2

I am looking for a GWT compatible replacement for a StringTokenzier which includes the delimiter. The task cannot be solved by regular expressions because the grammar is not context free.

Example: Extract the first level of a generic type definition. So for List<String>, Map<Integer, Map<Character, Boolean>>, Set<List<Double>>, I want a list with three items. List<String> and Map<Integer, Map<Character, Boolean>> and Set<List<Double>>

Stripped down example code:

private static List<String> extractFirstLevel(String type) {
    List<String> res = new LinkedList<String>();
    StringTokenizer st = new StringTokenizer(type, "<>,", true);
    int nesting = 0;        // we are only interested in nesting 0
    String lastToken = "";
    while (st.hasMoreTokens()) {
        String token = st.nextToken();
        if (token.equals("<")) {
            nesting++;  // ignore till matching >, but keep track of additional <
            lastToken = lastToken + "<";
        } else if (token.equals(">")) {
            nesting--;  // up one level
            lastToken = lastToken + ">";
        } else if (token.equals(",")) {
            if (nesting == 0) {  // we are interested in the top level
                res.add(lastToken);
                lastToken = "";
            } else { // this is a , inside a < >, so we are not interested
                lastToken = lastToken + ", ";
            }
        } else {
            lastToken = lastToken + token.trim();
        }
    }
    res.add(lastToken);
    return res;
}
  • You could use String.split() method.
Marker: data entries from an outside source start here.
PR #1736, opened 2019-07-18
BOAC-2496 Ignore planless advisor-student associations

paulkerschen:
https://jira.ets.berkeley.edu/jira/browse/BOAC-2496

Most advisor-student associations from our SIS source are associated with an academic plan, but a handful of them represent the plan as either null or a blank string. Cohort filters aren't playing well with this state of affairs; let's suppress blank plans in the app and look into fixing the data upstream.


johncrossman:
Painless "planless".

PR #1737, opened 2019-07-18
BOAC-2487, new advising note topic: Minors

johncrossman:
https://jira.ets.berkeley.edu/jira/browse/BOAC-2487


paulkerschen:
Minors now!!

PR #1746, opened 2019-07-22
BOAC-2509 Add soft delete logic to authorized_users

paulkerschen:
https://jira.ets.berkeley.edu/jira/browse/BOAC-2509


johncrossman:
@paulkerschen This looks good. Travis is a bit unhappy. Will we show deleted users on `/admin` page?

Usually that is a very good alternative for StringTokenizer but I don't know about the part where you get the tokenizer to return the delimiters. – george_h May 27 '12 at 21:02
  • I don't think split() will get me anywhere because it is designed for regular expressions only. – Wassersturm May 28 '12 at 08:35
  • True, though I meant you can split by using "<>," as your regex. It will work, but in your tokenizer you want it to return the delimiters right? if that is 100% needed then your stuck with StringTokenizer and no alternative exists (that I know of). – george_h May 28 '12 at 13:54

1 Answers1

2

I ended up iterating over the characters of the string:

private static List<String> extractFirstLevelNew(String type) {
    List<String> res = new LinkedList<String>();
    int start = 0;
    int nesting = 0;
    for (int i = 0; i < type.length(); i++) {
        char chr = type.charAt(i);
        if (chr == '<') {
            nesting++;
        } else if (chr == '>') {
            nesting--;
        } else if ((chr == ',') && (nesting == 0)) {
            res.add(type.substring(start, i).trim());
            start = i + 1;
        }
    }
    res.add(type.substring(start, type.length()).trim());
    return res;
}